MYOB Group Ltd <MYO.AX> shares jumped as much as 14.5 percent for its biggest gain in 11 weeks after the accounting software maker said it would recommend U.S. private equity giant KKR & Co's <KKR.N> buyout offer.
Last week, KKR cut its A$1.8 billion buyout proposal for the Australian company, to A$3.40 per share, from A$3.77, a move that sent its shares tumbling.
Australian insurers were in the red, with top players Suncorp Group <SUN.AX>, QBE Insurance <QBE.AX> and Insurance Australia Group <IAG.AX> falling between 0.5 percent and 1.5 percent.
This followed broad declines in the industry on Friday, after the some insurers flagged the cost of claims from a hailstorm in Sydney.
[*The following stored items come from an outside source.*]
PR #6413, opened 2025-12-12
Tidy `codegen::ir::BlockIdx` api

ShaharNaveh:
## Summary by CodeRabbit

* **Refactor**
  * Streamlined compiler/internal codegen types and public interfaces to unify block identifiers and improve consistency across the code generation module. This reduces internal surface area and aims to make future maintenance and API evolution safer without changing runtime behavior.

### DIFF
--- a/crates/codegen/src/ir.rs
+++ b/crates/codegen/src/ir.rs
@@ -34,7 +34,7 @@ pub struct BlockIdx(u32);
 impl BlockIdx {
     pub const NULL: Self = Self::new(u32::MAX);
 
-    /// Creates a new instace of [`BlockIdx`] from a [`u32`].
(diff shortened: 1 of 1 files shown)


ShaharNaveh:
> Did you have any motivation to work on it? e.g. Was this not working good for your another patch?

IMO this looks cleaner, but not something critical. Generally, I prefer to not have a tuple struct with a `pub` item inside, this makes it easy to bypass any validation that you might want to add in your `TryFrom` or `::new` method, we can always have `new_unchecked` that does what `BlockIdx(val)` do, (in this example every u32 is valid, but for other structs it might not be always the case)

ShaharNaveh:
@youknowone https://www.howtocodeit.com/guides/ultimate-guide-rust-newtypes this is an excellent article imo, he explains my motivations better lol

IAG, which said it had received more than 6,500 claims due to the storm and flagged an estimated A$169 million in costs, fell as much as 1.8 percent to its lowest in over one-year.
Among the Big Four banks, Westpac Banking Corp <WBC.AX> dropped 1.3 percent, despite an Australian court dismissing a regulator's claim that the country's second-biggest bank breached its licence during a drive to boost its pension funds.
However, the court criticised the bank for failing to treat its customers honestly - an accusation the sector has struggled to shake-off this year in the face of revelations of widespread misconduct.
New Zealand's benchmark S&P/NZX 50 index <.NZ50> closed marginally higher at 8,700.78, following a 1 percent drop on Friday.
Gains of 1.6 percent and 2 percent from Fisher & Paykel Healthcare <FPH.NZ> and NZX Ltd <NZX.NZ> helped boost the index.